Expansion itself, which for the first time would put able-bodied adults making up to 138% of the federal poverty level on the state’s Medicaid rolls, wouldn’t take effect until the state also enacts a new budget. Cooper, a Democrat who has pushed expansion his entire time in office, has called on Republican lawmakers who newly support the program to move faster, saying the state forfeits more than $500 million in federal funding each month it delays.

Sen. Ralph Hise, R-Mitchell, is a Senate leader on healthcare issues. He said Tuesday that it will likely take about 90 days for the federal government to approve North Carolina’s expansion proposal anyway, so there’s time to wait on the budget. Republican budget-writers are all but certain to add items to that budget, though, that Cooper and other Democrats don’t like, forcing them to swallow GOP proposals if they want to see expansion become law.

The federal government would pay 90% of expansion costs, which amounts to billions of dollars a year. Most of the state’s 10% match would be covered by additional federal funding through the Healthcare Access and Stabilization Program.

If the federal match falls below 90%, expansion would end in North Carolina under this bill, removing people from the insurance rolls.

The bill’s certificate-of-need reforms were hard-fought, with hospitals in the state pushing back against reforms. In the end, Senate Republicans who pressed these changes say they amount to a major overhaul in regulations that have been some of the nation’s strictest rules.

Right now state approval is required to add psychiatric or chemical dependency treatment beds to a facility, or to build a new facility. Those rules would be dropped under this bill, opening this category of treatment to more competition.

Adding MRI machines or opening an ambulatory surgical center would still require state approval in rural counties, but that approval wouldn’t be required in counties with populations over 125,000. That change would go into effect about two years from now for surgical centers and three years from now for MRI’s.

The bill also boosts financial thresholds that trigger certificate-of-need approvals. Right now adding or replacing diagnostic center equipment that costs more than $2 million requires approval. This bill ups that to $3 million and indexes the threshold to inflation going forward.

The bill also includes reforms to the state’s workforce development programs, an offshoot of efforts to connect expansion eligibility with job requirements. The federal courts have said that’s not allowed, stymying a GOP proposal on this issue. But the bill still requires the state’s Department of Commerce to build a “seamless, statewide, comprehensive workforce development program,” combining existing programs and working with other state agencies.

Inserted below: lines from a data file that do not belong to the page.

PR #2772, opened 2025-08-22
Banked calls for zxn target

vmorilla:
Implementation of banked calls for ZX Spectrum Next architecture following the discussion in https://www.z88dk.org/forum/viewtopic.php?t=12059

The segment to be used for banked calls can be configured with the pragma CRT_BANKING_SEGMENT:
- 0: MMU 0 and 1 (0x0000 - 0x3fff)
- 1: MMU 2 and 3 (0x4000 - 0x7fff)
- 2: MMU 4 and 5 (0x8000 - 0xbfff)
- 3: MMU 6 and 7 (0xc000 - 0xffff)


vmorilla:
I screwed something... I'm working on fixing it. This only works with the default MMUs (6 & 7)

libsrc/_DEVELOPMENT/target/zxn/zxn_rules.inc
vmorilla, line 1: This file includes the default values for the two pragma symbols defined:
- CRT_BANKING_SEGMENT
- CRT_BANKING_STACK_SIZE

vmorilla:
Now it should be working... please review the proposed distribution of the code in CRT files

libsrc/_DEVELOPMENT/target/zxn/zxn_crt.asm.m4
```diff
@@ -1048,3 +1048,6 @@ ifelse(__STARTUP, 799,
 
    include(`startup/zxn_crt_799.asm.m4')
 ')
+
+INCLUDE "startup/zxn_crt_banked.asm"
```
suborb, line 1052: This change adds the contents of zxn_crt_banked for all compilations - increasing their size.

I think to minimise disruption to historic projects I'd prefer that the file is conditionally included based on `CRT_BANKING_SEGMENT` - that is for banked calls to function `CRT_BANKING_SEGMENT` needs to be defined by the user.

vmorilla:
With the latest commit, the banking call implementation is included in the CRT only if CRT_BANKING_SEGMENT is defined, as suggested by suborb.

suborb:
Thanks you. Apologies for the delay. 

I‘ll add this into classic as well.

PR #2773, opened 2025-08-31
Some missing zxn definitions for sprites and tilemap registers

vmorilla:
Given the high number of registers and flags in the Spec Next architecture, I am suggesting a simplified approach to maintain them. In this approach, the definitions are included in .h files that are included from a .m4 script. The macro takes care of adding the content of the .h to config_zxn.h and transforming those definitions to the syntax required by the ASM files config_zxn_public.inc and config_zxn_private.inc.


vmorilla:
Removed dependency on sed on m4 macros

suborb:
Thanks.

This bill moved forward Tuesday with just a handful of questions from Senate Health Committee members. The committee room was crowded, but with the tracks greased, only one member of the public spoke: Peg O’Connell, who chairs Care4Carolina, a coalition of more than 170 groups that back expansion.

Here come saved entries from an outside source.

PR #2776, opened 2025-09-06
(zxn) Move banked_call out of the crt for newlib

suborb:
* Add it to the classic library
* Create the banking stack on the stack as we do for other targets
* Harmonise the stack size pragma with other targets (so `CLIB_BANKING_STACK_SIZE` rather than `CRT_...`)
* Change `CRT_BANKING_SEGMENT` to `CLIB_BANKING_SEGMENT` for consistency

### DIFF
--- a/lib/target/zxn/classic/zxn_crt0.asm
+++ b/lib/target/zxn/classic/zxn_crt0.asm
@@ -26,6 +26,10 @@
     PUBLIC  __IO_NEXTREG_REG
     defc __IO_NEXTREG_REG = 0x243b
 
+    ; Always use segment 3 - otherwise we have to redo all the orgs for the banks
+    PUBLIC  CLIB_BANKING_SEGMENT
+    defc    CLIB_BANKING_SEGMENT = 3
+
 
 
     PUBLIC    _FRAMES
--- a/libsrc/_DEVELOPMENT/target/zxn/driver/banking/zxn_banked_call.asm
+++ b/libsrc/_DEVELOPMENT/target/zxn/driver/banking/zxn_banked_call.asm
@@ -2,14 +2,11 @@
    SECTION code_driver
    PUBLIC banked_call
    EXTERN l_jphl, __IO_NEXTREG_REG
-   EXTERN CLIB_BANKING_STACK_SIZE, CRT_BANKING_SEGMENT
+   EXTERN CLIB_BANKING_STACK_SIZE, CLIB_BANKING_SEGMENT
 
-   defc banking_mmu_low = 80 + CRT_BANKING_SEGMENT * 2
-   defc banking_mmu_high = 81 + CRT_BANKING_SEGMENT * 2
+   defc banking_mmu_low = 80 + CLIB_BANKING_SEGMENT * 2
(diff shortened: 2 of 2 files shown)


suborb:
@vmorilla do you mind verifying that I've not broken your use case with this refactor?

vmorilla:
Sure. Happy to. I will come back to you this weekend

vmorilla:
It works. Funny thing is your implementation is indeed similar to my first attempt (following your advice). However, I faced the problem that changing the value of CLIB_BANKING_SEGMENT made no difference: it always got the default one. I came to the (I guess wrong) conclusion that the drivers in the clib where compiled together with the z88dk, whereas the CRT code gets compiled with the user project. That's why I moved the code to the CRT... but I guess I had an error somewhere else...

So, I will take the chance to ask you a couple of questions:
- Are the drivers in the CLIB compiled also as part of the project?
- In case banking is not used... is the code for handling banked calls gets discarded (thus not increasing the size of the project) unlike the code at the CRT?

suborb:
The segment should be evaluated at link time since it’s extern - it’s a trick we use in a lot of places. 

I’ll check though.

vmorilla:
> The segment should be evaluated at link time since it’s extern - it’s a trick we use in a lot of places.
> 
> I’ll check though.

Sorry, check my updated message. I verified it works

suborb:
>It works. Funny thing is your implementation is indeed similar to my first attempt (following your advice). However, I faced the problem that changing the value of CLIB_BANKING_SEGMENT made no difference: it always got the default one. I came to the (I guess wrong) conclusion that the drivers in the clib where compiled together with the z88dk, whereas the CRT code gets compiled with the user project. That's why I moved the code to the CRT... but I guess I had an error somewhere else...

Thanks for testing it out.

I wonder if you were including a file that defined CLIB_BANKING_SEGMENT? - In which case when assembled an expression "relocation" wouldn't be generated.

These expression relocations are really powerful - if you run z88dk-z80nm -a zxn.lib you'll see them, the critical ones here are:

```
    E = $0000 $0000 0: banking_mmu_low := 80+CLIB_BANKING_SEGMENT*2 (section code_driver) (file target/zxn/driver/banking/zxn_banked_call.asm:7)
    E = $0000 $0000 0: banking_mmu_high := 81+CLIB_BANKING_SEGMENT*2 (section code_driver) (file target/zxn/driver/banking/zxn_banked_call.asm:8)
```

Most linkers only allow `symbol +/- value` which is quite limiting.

> So, I will take the chance to ask you a couple of questions:

>Are the drivers in the CLIB compiled also as part of the project?

The files in target/zxn/driver/ are included in the crt so are compiled as part of the user program. Everything else isn't assembled, but expressions are evaluated at link time.

> In case banking is not used... is the code for handling banked calls gets discarded (thus not increasing the size of the project) unlike the code at the CRT?

Yup, because it's in the library it's only pulled in when used.

vmorilla:
> I wonder if you were including a file that defined CLIB_BANKING_SEGMENT? - In which case when assembled an expression "relocation" wouldn't be generated.

Precisely. That was the issue. Thank you!

Issue #2786, opened 2025-09-29
Please create a new numbered release


mcphail:
As mentioned in your documentation, there is substantial and ongoing change in this project. Using the bleeding edge can result in breakage of old code bases, and makes it difficult for collaborators on a project to ensure everyone is using the same build chain and tools. Version 2.3 was released way back in 2023 and is not a good representation of current z88dk documentation and capabilities.

Can you please make a new numbered/snapshot release, and continue to make these regularly?

Many thanks

feilipu:
List of files affected by a release, to save thinking time. 

https://github.com/z88dk/z88dk/issues/2371#issuecomment-1838176970

suborb:
TODO:

- [x] Version bumps #2787 
- [x] Merge #2787
- [x] Write release email
- [x] Finalise date in changelog.txt
- [x] Freeze tree
- [x] Wait for a nightly with all the changes
- [x] Create GitHub release
- [x] Upload nightly artifacts
- [x] Check sourceforge has mirrored releases/re-upload there
- [x] Promote snapcraft build from build
- [x] Promote docker image from nightly
- [x] Announce release on major target forums - zx, zxn, rc2014, hbios, etc

mcphail:
Thanks for looking at this so quickly!

PR #2787, opened 2025-09-30
Issue #2786: Version bumps in prep

suborb:
Think this is all the version numbers


feilipu:
All the new library files that I can picture, that need changed.

PR #2790, opened 2025-10-05
Draft: Start the library flattening

suborb:
All very draft and WiP (and may fail completely when I realise I've missed something)

Just an internal reorg at this point: 

- [x] Move _DEVELOPMENT/target into _DEVELOPMENT/newlib/target
- [x] Move _DEVELOPMENT/target/*.inc into lib/crt/newlib/
- [ ] Move crts from _DEVELOPMENT/target into lib/target/[machine]/newlib
- [ ] Pull down classic makefiles into _DEVELOPMENT
- [ ] Pull down libsrc/target into _DEVELOPMENT/target
- [ ] Move classic only libraries in libsrc into _DEVELOPMENT/classic
- [ ] Move _DEVELOPMENT/arch into _DEVELOPMENT/target/
- [ ] Incorporate more of _DEVELOPMENT/arch into classic targets
- [ ] Move _DEVELOPMENT/* up to libsrc/

At this point there should be no net change for users (apart from some paths changing)

Stage 2:

Some thoughts:

* Trying to remove the need for users to rebuild libraries
* Reducing newlib down to "just a different set of crts"

- [ ] Split newlib target libraries into machine specific and CPU libraries (i.e. arch specific + stdlib (-stdio)) - can these be shared with classic CPU_crt0.lib files?
- [ ] Create extra libraries for eg rc2014 IDE hardware
- [ ] Review use of m4 - can z80asm now do all of the things needed?

Note: Windows builds will be broken since directories have changes

---8<---

Notes whilst going through:

- input library needs name harmonising 
- compress/zx7 sharing not possible: d12da0c0cb3e9461f1937ab899592d39b5482897


suborb:
Closing for the moment since this is going to be very noisy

“This is an important day for the people of North Carolina,” O’Connell said. “If my face looks like it’s going to break from smiling too much, it is.”

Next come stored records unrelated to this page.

PR #528, opened 2021-12-05
handle different decimal separators in floating point JSON serialization

### LINKED ISSUE #201: Decimal comma in Float32 in JSON
If I set the locale of my Ubuntu System to "de_DE.UTF-8" oat++ serializes float numbers with a comma as decimal separator instead of a dot.
When executing a GET using the Swagger UI I get:

can't parse JSON.  Raw result:
{"x":2,000000,"y":0,000000,"z":200,000000}

Is this legal JSON or a bug in oat++ or can this be configured somehow?

langchr86:
Fixes #201 

Based on the discussion in https://github.com/oatpp/oatpp/issues/201 I tried to find a simple but in most of the time not (significant) slower solution for the JSON floating point number serialization/parsing. 

Problem:
A floating point number in JSON uses always the "." character as decimal separator (radix) as defined here: https://www.rfc-editor.org/rfc/rfc7159.html#section-6. Because oatpp uses `std::strtof` and `std::strtod` for float parsing and `snprintf` for serialization the implementation does not always use ".". Instead these functions respect the locale set to the process. Therefore in some locales a different character as "." are used. E.g. in "de_*" locations a "," is used. See: https://en.wikipedia.org/wiki/Decimal_separator or https://docs.oracle.com/cd/E19455-01/806-0169/overview-8/index.html.

Solution:
My proposal is based on the check if we are in a locale where the separator is different from the needed ".". This is done by using https://en.cppreference.com/w/c/locale/localeconv to query the currently used separator. If it matches "." nothing is changed in the current implementations.
But if the character is different we try to prepare the to serialize/parse string to match the expected separator character by `std::strtof`/`std::strtod`/`snprintf`. Therefore we replace the locale defined separator with "." after serialization and the received "." by the expected locale defined separator before parsing.

Notes:
This is just a proposal to check if it is worth to continue working on this. Further useful work would consist of:
* Implement functional unit tests.
* Implement and document benchmark.
* Refactor code. E.g. to have the `json_decimal_point` only defined in one central point.


src/oatpp/core/utils/ConversionUtils.cpp
```diff
@@ -189,11 +190,30 @@ namespace oatpp { namespace utils { namespace conversion {
   }
 
   v_buff_size float32ToCharSequence(v_float32 value, p_char8 data, v_buff_size n, const char* format) {
-    return snprintf((char*)data, n, format, value);
+    return float64ToCharSequence(value, data, n, format);
```
lganzzzo, line 193: Please do not change the behavior of this method.
Instead, please add a new method to `json::Utils` 
https://github.com/oatpp/oatpp/blob/master/src/oatpp/parser/json/Utils.hpp

src/oatpp/core/utils/ConversionUtils.cpp
```diff
@@ -189,11 +190,30 @@ namespace oatpp { namespace utils { namespace conversion {
...
   }
 
-v_buff_size float64ToCharSequence(v_float64 value, p_char8 data, v_buff_size n, const char* format) {
-    return snprintf((char*)data, n, format, value);
+  v_buff_size float64ToCharSequence(v_float64 value, p_char8 data, v_buff_size n, const char* format) {
```
lganzzzo, line 196: Please do not change the behavior of this method.
Instead, please add a new method to json::Utils
https://github.com/oatpp/oatpp/blob/master/src/oatpp/parser/json/Utils.hpp

src/oatpp/core/utils/ConversionUtils.cpp
```diff
@@ -189,11 +190,30 @@ namespace oatpp { namespace utils { namespace conversion {
...
+    const char locale_decimal_point = localeconv()->decimal_point[0];
+    static constexpr char json_decimal_point = '.';
+    if (locale_decimal_point != json_decimal_point) {
+      convertSingleDecimalPointInCharSequence(data, locale_decimal_point, json_decimal_point);
+    }
+
+    return ret;
+  }
+
+  p_char8 convertSingleDecimalPointInCharSequence(p_char8 data, char old_char, char new_char) {
```
lganzzzo, line 208: Please move this method to `json::Utils` - 
https://github.com/oatpp/oatpp/blob/master/src/oatpp/parser/json/Utils.hpp

lganzzzo (changes requested):

lganzzzo:
Hello @langchr86 ,

Thanks for PR fixing a long-time bug!

The proposed solution looks good.
The only comment - please move utility methods to [json::Utils](https://github.com/oatpp/oatpp/blob/master/src/oatpp/parser/json/Utils.hpp) - since those are json specifics.

Regards,
Leonid

langchr86:
Thank you for your feedback.
I restructured the added code to have all new functions in the proposed `json::Utils` class.
I also added unit tests for these new functions. They are only executed in a system where the needed locales are available. Maybe we could update the CI environment to meet these requirements or check which matching locales are already available and change the tests accordingly.
Originally I wanted to execute some benchmarks. Do you already have some infrastructure which can be used? Or should I simply write throw-away code for e.g. google-benchmark and paste only the results here? What is your suggestion?

src/oatpp/core/data/stream/Stream.cpp
```diff
@@ -399,7 +400,7 @@ v_io_size ConsistentOutputStream::writeAsString(v_uint64 value){
 
 v_io_size ConsistentOutputStream::writeAsString(v_float32 value){
   v_char8 a[100];
-  auto size = utils::conversion::float32ToCharSequence(value, &a[0], 100);
+  auto size = parser::json::Utils::float32ToJson(value, &a[0], 100);
```
lganzzzo, line 403: Since `ConsistentOutputStream` is a general-purpose class - it should
use `auto size = utils::conversion::float32ToCharSequence(value, &a[0], 100);` as before

src/oatpp/core/data/stream/Stream.cpp
```diff
@@ -408,7 +409,7 @@ v_io_size ConsistentOutputStream::writeAsString(v_float32 value){
 
 v_io_size ConsistentOutputStream::writeAsString(v_float64 value){
   v_char8 a[100];
-  auto size = utils::conversion::float64ToCharSequence(value, &a[0], 100);
+  auto size = parser::json::Utils::float64ToJson(value, &a[0], 100);
```
lganzzzo, line 412: Since `ConsistentOutputStream` is a general-purpose class - it should
use `auto size = utils::conversion::float64ToCharSequence(value, &a[0], 100);` as before

src/oatpp/core/parser/Caret.cpp
```diff
@@ -375,6 +377,9 @@ v_int64 Caret::StateSaveGuard::getSavedErrorCode() {
   v_float32 Caret::parseFloat32(){
     char* end;
     char* start = (char*)&m_data[m_pos];
+
+    parser::json::Utils::convertSingleDecimalSeparatorFromJsonToLocale((p_char8) start);
```
lganzzzo, line 381: We can't add this here - since `Caret` is a general-purpose class.
It's not serving JSON only.

src/oatpp/core/parser/Caret.cpp
```diff
@@ -386,6 +391,9 @@ v_int64 Caret::StateSaveGuard::getSavedErrorCode() {
   v_float64 Caret::parseFloat64(){
     char* end;
     char* start = (char*)&m_data[m_pos];
+
+    parser::json::Utils::convertSingleDecimalSeparatorFromJsonToLocale((p_char8) start);
```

State Rep. Donny Lambeth, a Republican lawmaker who backed expansion for years before his colleagues got on board, said after the committee vote that people will look back on this decision in five years and “realize how much of a difference this made” in people’s lives.

“This really is a monumental day,” said Lambeth, R-Forsyth.

As the committee wrapped, there was some regret for provisions that got cut from the bill as the compromise moved forward. In addition to certificate of need reforms, Republican state senators once demanded changes in North Carolina nursing laws that would give advanced practice registered nurses more authority to work without a doctor’s supervision.

This measure, called the SAVE Act, was dropped in the face of opposition from doctor’s groups who have the ear of House Republican leadership.

“Still need to pass the SAVE Act,” Hise said as the committee finished its day and lawmakers congratulated each other on expansion moving forward.

“I second that,” replied Sen. Gale Adcock, a nurse by trade.